Public education in developing countries has revealed that poor infrastructural conditions inhibit the ability to provide quality education. Schools may lack basic infrastructure standards such as adequate classrooms, recreational spaces, safe rooms to safeguard equipment, libraries and other important spaces for academic and social development. This type of educational environment not only affects teachers’ working conditions, but also negatively influences educational outcomes and access to basic education.

Inadequacy of learning spaces is a latent factor for out of school children in rural areas where the school suffers from overcrowded classrooms. This problem presents an enrollment capacity issue, by which many students may be turned away from school due to its physical capacity, pedagogic challenges and organizational issues. 

The Opportunity

Improving school infrastructure and creating adequate classroom space will allow students and teachers a learning space more conducive to learning. This needed construction and remodeling of educative facilities will improve many of the challenges faced by school staff.  Additionally, adequate space will allow schools to accommodate all students, cut class sizes and heighten educational standards.  No child would be denied a basic education.

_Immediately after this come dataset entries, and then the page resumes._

PR #11722, opened 2022-09-09
test: add assertStartsWith to Assertions DHIS2-13648

teleivo:
according to our new guideline on Assertions
https://github.com/dhis2/wow-backend/blob/8e9bd4ccdfd8997b1f2f03d9e21543c902d225a6/guides/testing.md?plain=1#L93

# Example Failures

```java
assertStartsWith("prefix",null);

org.opentest4j.AssertionFailedError: expected string to start with 'prefix', got null instead ==> expected: not <null>
```

```java
assertStartsWith("prefix", "is not contained");

org.opentest4j.AssertionFailedError: expected string to start with 'prefix', got 'is not contained' instead ==> 
Expected :true
Actual   :false
```

### DIFF
--- a/dhis-2/dhis-web-api/src/test/java/org/hisp/dhis/webapi/controller/tracker/export/EventRequestToSearchParamsMapperTest.java
+++ b/dhis-2/dhis-web-api/src/test/java/org/hisp/dhis/webapi/controller/tracker/export/EventRequestToSearchParamsMapperTest.java
@@ -28,6 +28,7 @@
 package org.hisp.dhis.webapi.controller.tracker.export;
 
 import static org.hisp.dhis.utils.Assertions.assertContainsOnly;
+import static org.hisp.dhis.utils.Assertions.assertStartsWith;
 import static org.junit.jupiter.api.Assertions.assertAll;
 import static org.junit.jupiter.api.Assertions.assertEquals;
 import static org.junit.jupiter.api.Assertions.assertNotNull;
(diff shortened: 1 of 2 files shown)


dhis-2/dhis-web-api/src/test/java/org/hisp/dhis/webapi/controller/tracker/export/EventRequestToSearchParamsMapperTest.java
```diff
@@ -539,10 +534,9 @@ void testFilterAttributesWhenSameTEAHasMultipleFilters()
         assertNotNull( exception.getMessage() );
```
enricocolasante, line 534: We can get rid of this assertNotNull, right?
It should be included in the new assertion

enricocolasante (approved):
One small point

dhis-2/dhis-web-api/src/test/java/org/hisp/dhis/webapi/controller/tracker/export/EventRequestToSearchParamsMapperTest.java
teleivo: good catch, will remove it right away 😄

teleivo: oh, sorry just saw that there are other assertions in the assertAll that would get a NPE if I remove it. I have a follow up where I do remove it as I also add an assertContains. So it will be removed, just not in this PR 😋

enricocolasante: 👍

jbee (approved):

PR #11725, opened 2022-09-11
fix: NPE in /query/events [2.38-DHIS2-13573-backport]

d-bernat:
backport, please see https://dhis2.atlassian.net/jira/software/c/projects/DHIS2/boards/104?modal=detail&selectedIssue=DHIS2-13573&quickFilter=497

### DIFF
--- a/dhis-2/dhis-services/dhis-service-analytics/src/main/java/org/hisp/dhis/analytics/event/data/AbstractAnalyticsService.java
+++ b/dhis-2/dhis-services/dhis-service-analytics/src/main/java/org/hisp/dhis/analytics/event/data/AbstractAnalyticsService.java
@@ -493,6 +493,15 @@ public abstract class AbstractAnalyticsService
 
             if ( item.hasOptionSet() )
             {
+                // if itemOptions.get( item.getItem().getUid() ) returns null,
+                // getDimensionItemUidList
+                // returns Lists.newArrayList() which is
+                // equal to no option set and no legend set.
+                // This should be ok, query item can't have both legends and
+                // options
+                // E7215( "Query item cannot specify both legend set and option
+                // set:
+                // `{0}`" )
                 dimensionItems.put( itemUid,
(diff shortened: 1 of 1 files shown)


gnespolino (approved):

dhis-2/dhis-services/dhis-service-analytics/src/main/java/org/hisp/dhis/analytics/event/data/AbstractAnalyticsService.java
```diff
@@ -539,12 +548,14 @@ private List<String> getDimensionItemUidList( EventQueryParams params, QueryItem
         {
             return item.getOptionSetFilterItemsOrAll();
         }
-        else
+        else if ( itemOptions != null )
```
maikelarabori, line 551: I think you could rewrite this Javadoc to something like:

    /**
     * Return a list of dimension item uids.
     * If itemOptions is null, it returns an empty List, which means no options set and no legend set.
     *
     * @param params EventQueryParams.
     * @param item QueryItem
     * @param itemOptions itemOtion list.
     * @return a list of uids.
     */

dhis-2/dhis-services/dhis-service-analytics/src/main/java/org/hisp/dhis/analytics/event/data/AbstractAnalyticsService.java
```diff
@@ -493,6 +493,15 @@ private Map<String, List<String>> getDimensionItems( EventQueryParams params,
 
             if ( item.hasOptionSet() )
             {
+                // if itemOptions.get( item.getItem().getUid() ) returns null,
```
maikelarabori, line 496: I think you could make this comment a bit clearer. I would split it into two. The first part is below, and the second part is at the end of the code review.

```
// The call itemOptions.get( item.getItem().getUid() ) can return null.
// This should be ok, the query item can't have both legends and options.
```

maikelarabori (approved):
Looks good, I just added a suggestion to improve a bit the javadoc.

PR #11733, opened 2022-09-12
chore: move tracker CSV package close to its usage DHIS2-13648

teleivo:
its only used in the export, so moving it there. The high level view of the tracker web package

now more closely resembles our domain. Tracker supports import/export both of which have a package. The view package exists to tigh import/export together as we support importing exported data directly.

If you want to know more about each feature you can drill down in the packages. csv was not at the same level of abstraction

image


teleivo:
@enricocolasante since you are the author could you have a look at the sonar issues. Maybe mark some as won't fix if they do not make sense, otherwise could you assign yourself to them. I think you'll be faster at resolving them since you have more context 😄

enricocolasante (approved):

teleivo:
@stian-sandvold I only moved a package. The sonar issues are existing ones that Enrico has assigned himself to. We will tackle them, just not in this PR. Can you please merge this PR, thank you!

PR #11737, opened 2022-09-12
chore: fast and simple pattern based random value generation [TECH-1195]

jbee:
### Summary
This started out as an attempt removing `@MockitoSettings( strictness = Strictness.LENIENT )` from tests.
In case of `TimeToLiveTest` this was straight forward as the mocking wasn't needed any longer at all.

Looking into `RandomGeneratorServiceTest` quickly went down a rabbit hole. 
The mocking was only needed because the way the code was organized so I started reorganizing it turning the generation into static utility. Doing this and cleaning the test a couple of issues became apparent. 

* recreation of `SecureRandom` (expensive)
* many intermediate collections and string conversions (expensive)
* mutable state was manipulated and read in a way that was hard to follow (and I think also had a multi-threading issue)
* use of parallel execution (complex)
* unnecessarily limiting used letters to fist 10 of the alphabet hurting quality of randomness

Addressing this ended with gradually replacing the implementation.

The new implementations randomness is based on a very simple XOR based random generator.
This is crazy fast and cheap and almost passes most randomness quality test suits.
As we do not need this for security but only want unique random values this is a much better trade-off than using the expensive secure random. Also this is cheap to create so each caller/thread will use its own instance seeded with a seed that is also guaranteed to be unique based on current time and a counter.

### Automatic Testing
Test were refactored but they test exactly the existing scenarios and do some additional asserts in some cases.
Also a performance and quality of randomness test scenario was added generating 300k values and requiring that at least 150K of these are unique. This is a very conservative assertion and the actual quality is much better but I don't want this to be flaky due to bad luck. This test takes less than 0.5s on 5 year old hardware.


dhis-2/dhis-services/dhis-service-core/src/main/java/org/hisp/dhis/reservedvalue/RandomPatternValueGenerator.java
```diff
@@ -0,0 +1,203 @@
...
+ * </pre>
+ *
+ * @author Jan Bernitt
+ */
+@NoArgsConstructor( access = AccessLevel.PRIVATE )
+public class RandomPatternValueGenerator
+{
+    private static final String STAR = "0123456789abcdefghijklmnopqrstuvwxyzABCDEFGHIJKLMNOPQRSTUVWXYZ";
+
+    private static final AtomicLong NEXT_SEED = new AtomicLong( currentTimeMillis() );
```
enricocolasante, line 60: Just a question as we would need something similar to create repeatable performance tests in locust.
Using the same `NEXT_SEED` will lead to the same list of random generated values?

dhis-2/dhis-services/dhis-service-core/src/main/java/org/hisp/dhis/reservedvalue/ValueGeneratorService.java
```diff
@@ -45,70 +48,49 @@
...
         }
 
-        return generatedValues;
+        return generatedNumbers
+            .stream()
+            .map( n -> String.format( "%0" + segment.getParameter().length() + "d", n ) )
+            .collect( Collectors.toList() );
+    }
+
+    private List<String> generateRandomValues( TextPatternSegment segment, int numberOfValues )
```
enricocolasante, line 88: Maybe I am not following the code in the right way but lets say we want to generate 10 random values, if we have variable `numberOfValues` equals 10, then will we have this code generating 10 random values 10 times? So 100 values?

enricocolasante (commented):
Just one doubt on one part of the code and one question on how the code works.
Anyway, this is a really useful PR

dhis-2/dhis-services/dhis-service-core/src/main/java/org/hisp/dhis/reservedvalue/RandomPatternValueGenerator.java
jbee: Same seed always produces the same pseudo-random sequence.

The seed here is a function of current time and a counter. That means it is the current time millis unless that has already been used before. then we add to it so the next requested seed is also unique. When the next seed is requested and some time has passed we again use the current time and so forth.

dhis-2/dhis-services/dhis-service-core/src/main/java/org/hisp/dhis/reservedvalue/ValueGeneratorService.java
jbee: Good question. I also find this super confusing. From what I gathered each call to random value generation creates a chunk. I just lifted the size of that chunk `RANDOM_GENERATION_CHUNK` out so it becomes an argument. Then we might do this a number of times so yes, the total result are `numberOfValues * RANDOM_GENERATION_CHUNK` values. Which is just a simplified view because generation might also output 2x the chunk, 2x chunk +1 or 3x chunk size depending on the actual pattern. This odd logic was thankfully covered by tests so I am sure I kept it as it is.

dhis-2/dhis-services/dhis-service-core/src/main/java/org/hisp/dhis/reservedvalue/RandomPatternValueGenerator.java
jbee: If I understand you correctly you would want to have the possibility to set the seed for testing. Which is no problem but that code needs to be added.

enricocolasante: Nice.
Yes, I will need this in another project but it should be as easy as injecting the seed

dhis-2/dhis-services/dhis-service-core/src/main/java/org/hisp/dhis/reservedvalue/ValueGeneratorService.java
enricocolasante: :+1:

enricocolasante (approved):

lucaCambi77 (approved):

PR #11743, opened 2022-09-13
wip: use Spring Converter to parse fields request parameter

teleivo:
This allows devs to access FieldPath in their controllers. Enables for example
only fetching things from the DB which will also be returned in the JSON after
field filtering has been applied. Currently, parsing needs to be done twice
as FieldPath are not exposed.

This PR is just a POC. Far from polished 😋

### DIFF
--- a/.dockerignore
+++ b/.dockerignore
@@ -3,13 +3,13 @@
 **/.gitignore
 .github
 .idea
-docker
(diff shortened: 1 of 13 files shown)


teleivo:
will open up a cleaner PR with tests after this spike 🥳

PR #11752, opened 2022-09-13
feat: Add ordering on tei attributes for events DHIS2-13648 [2.39]

enricocolasante:
* feat: Add ordering on tei attributes for events [DHIS2-13648]

* feat: Fix query for ordering on attributes without filter [DHIS2-13648]

* feat: Fix test [DHIS2-13648]

chore: move tracker CSV package close to its usage (#11733)

its only used in the export, so moving it there. The high level view of the tracker web package

now more closely resembles our domain. Tracker supports import/export both of which have a package. The view package exists to tigh import/export together as we support importing exported data directly.

If you want to know more about each feature you can drill down in the packages. csv was not at the same level of abstraction

test: use suppliers in assertContainsOnly (#11732)

and fix 2 sonar issues of redundant call to toString()

test: add assertContains to Assertions (#11723)

according to our new guideline on Assertions
https://github.com/dhis2/wow-backend/blob/8e9bd4ccdfd8997b1f2f03d9e21543c902d225a6/guides/testing.md?plain=1#L93

test: clean up assertions DHIS2-13648 (#11736)

* test: use DateUtils.parseDate and UID constants

* test: use assertIsEmpty

* test: use assertContainsOnly as order does not matter

we did sort the UIDs in the parametrized test functions so that we could assert on UIDs irrespective of order. assertContainsOnly already provides that, so no need to order first.

Remove superfluous assertNotNull as assertContainsOnly already does that

feat: Add ordering attribute column in select [DHIS2-13648] (#11750)


teleivo (approved):

larshelge (approved):

larshelge:
SonarCloud failing on this one @enricocolasante . Approved it.

teleivo:
> SonarCloud failing on this one @enricocolasante . Approved it.

Yes, that is technical debt we already had, that surfaced again in Sonarcloud because we moved files. @Stian did merge the same changes into master. We put these issues on our list of things to tackle after the release.

teleivo (approved):

PR #11762, opened 2022-09-14
feat: Add SourceParams to AggregateDataExchange [DHIS2-13105]

larshelge:
Adds new object `SourceParams` to `AggregateDataExchange` > `Source`. This class represents which period types are allowed for period requet parameters. This refers to the ability to override the period dimension of a data exchange with request parameters.

Adds support for additional source output identifier schemes.

Fixes a bug where output ID scheme was not taken into account for source request.


dhis-2/dhis-api/src/main/java/org/hisp/dhis/feedback/Status.java
```diff
@@ -33,6 +33,7 @@
 public enum Status
 {
     OK,
+    SUCCESS,
```
jbee, line 36: How is this different from `OK`? Wasn't that the _success_ state already?

mortenoh (approved):

dhis-2/dhis-support/dhis-support-test/src/main/java/org/hisp/dhis/utils/Assertions.java
```diff
@@ -117,6 +118,18 @@ public static <E> void assertIsEmpty( Collection<E> actual )
         assertTrue( actual.isEmpty(), actual.toString() );
     }
 
+    /**
+     * Asserts that the given collection is not null and not empty.
+     *
+     * @param <E>
+     * @param actual the collection.
+     */
+    public static <E> void assertNotEmpty( Collection<E> actual )
```
jbee, line 127: If a type parameter is not needed for consistent type checking it is better to use `Collection<?>` instead.

larshelge: Agree, fixed.

dhis-2/dhis-api/src/main/java/org/hisp/dhis/feedback/Status.java
larshelge: Good question, so I am getting `SUCCESS` from the data value set API in 2.37 and `OK` in 2.38.

So when targeting older DHIS 2 version for data exchange, it breaks. I can add a new enum to the data exchange project to contain this if that is better.

jbee: I see, I think this is due to changing the type of report we return or report vs. web message response. Maybe the extra enum is the best compromise to keep this odd exception local.

jbee (approved):

dhis-2/dhis-api/src/main/java/org/hisp/dhis/feedback/Status.java
larshelge: Makes sense. Fixed.

PR #11775, opened 2022-09-14
test: be more lenient in cache header assertion

teleivo:
A few tests like `NO_CACHE` and `CACHE_1_MINUTE` are enough to assert that the `CacheStrategy` passed to configureResponse is making it into the max-age=60 response header value. Most other durations just delegate to TimeUnit for making the calculation which we do not need to test.

`CACHE_6AM_TOMORROW` calls new Date(). So testing this we make 2 calls to it once in the test for the expected value and once in the implementation. Since we cannot control the time in the test, we can be a bit more lenient in the expectation of the max-age seconds.

## Example errors

```java
assertWithinRange(100, 20, 100);
```

leads to

```
org.opentest4j.AssertionFailedError: lower bound 100 must be < than the upper bound 20 ==> 
Expected :true
Actual   :false
```

```java
assertWithinRange(10, 20, 21);
```

leads to

```
Expected actual 21 to be <= than upper bound 20 ==> expected: <true> but was: <false>
Comparison Failure: 
Expected :true
Actual   :false
```

```java
assertWithinRange(10, 20, 9);
```

leads to

```
Expected actual 9 to be >= than lower bound 10 ==> expected: <true> but was: <false>
Comparison Failure: 
Expected :true
Actual   :false
```

### DIFF
--- a/dhis-2/dhis-support/dhis-support-test/src/main/java/org/hisp/dhis/utils/Assertions.java
+++ b/dhis-2/dhis-support/dhis-support-test/src/main/java/org/hisp/dhis/utils/Assertions.java
@@ -147,4 +147,46 @@ public final class Assertions
         assertTrue( actual.contains( expected ), () -> String
             .format( "expected actual to contain '%s', got '%s' instead", expected, actual ) );
     }
+
+    /**
+     * Asserts that the given value is within the range of lower and upper bound
+     * (inclusive i.e. [lower, upper]).
+     *
+     * @param lower lower bound
+     * @param upper upper bound
+     * @param actual actual value to be checked
+     */
+    public static void assertWithinRange( long lower, long upper, long actual )
+    {
+        assertTrue( lower < upper,
+            () -> String.format( "lower bound %d must be < than the upper bound %d", lower, upper ) );
+
+        assertAll(
+            () -> assertGreaterOrEqual( lower, actual ),
+            () -> assertLessOrEqual( upper, actual ) );
+    }
+
+    /**
+     * Asserts that the given value is greater or equal than lower bound.
+     *
+     * @param lower lower bound
+     * @param actual actual value to be checked
+     */
+    public static void assertGreaterOrEqual( long lower, long actual )
+    {
+        assertTrue( actual >= lower,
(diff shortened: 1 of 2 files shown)


dhis-2/dhis-support/dhis-support-test/src/main/java/org/hisp/dhis/utils/Assertions.java
```diff
@@ -147,4 +147,51 @@ public static void assertContains( CharSequence expected, String actual )
...
+     * Asserts that the given value is within the range of lower and upper bound
+     * (inclusive i.e. [lower, upper]).
+     *
+     * @param lower lower bound
+     * @param upper upper bound
+     * @param actual actual value to be checked
+     */
+    public static void assertWithinRange( long lower, long upper, long actual )
+    {
+        // TODO should this be an assertion error? its more of an
```
jbee, line 162: remove TODO

dhis-2/dhis-support/dhis-support-test/src/main/java/org/hisp/dhis/utils/Assertions.java
```diff
@@ -147,4 +147,51 @@ public static void assertContains( CharSequence expected, String actual )
...
+     * @param actual actual value to be checked
+     */
+    public static void assertGreaterOrEqual( long lower, long actual )
+    {
+        assertTrue( actual >= lower,
+            () -> String.format( "Expected actual %d to be >= than lower bound %d", actual, lower ) );
+    }
+
+    /**
+     *
```
jbee, line 186: Remove empty javadoc line at start (also above)

jbee (approved):

dhis-2/dhis-support/dhis-support-test/src/main/java/org/hisp/dhis/utils/Assertions.java
```diff
@@ -147,4 +147,47 @@ public static void assertContains( CharSequence expected, String actual )
...
```
maikelarabori, line 182: I believe you can remove the blank line at the top.

maikelarabori (approved):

Creating multipurpose rooms will facilitate a space appropriate for different social and academic performances, in addition to  parent meetings and educational seminars. This type of space provides a valuable venue where the whole community can exchange information, hold cultural gatherings, presentations, and many other activities that could not be heldin the past.

Quicks Facts

  • Children in rural areas sometimes walk 2 to 3 hours to attend school because there are no school buildings near where they live.
  • Improving infrastructure for students in urban schools with inadequate facilities could raise the average reading score to 525 points from 506. The average math score could rise to 524 from 497. For rural students, the average score for reading could increase to 487 from 465 and for math to 497 from 480. 20 additional points represent a quarter of the gap between insufficient and appropriate learning levels.
  • In Latin America, one in five schools do not have drinking water, and two in five are not connected to sewage systems. Just over half have no telephone, and a third have insufficient number of toilets. One in 10 schools has no electricity at all. The gap in basic services is even larger: virtually all private urban schools have access to drinking water, electricity and telephone service, while only 65% of rural schools have drinking water, 80% electricity and 17% telephone.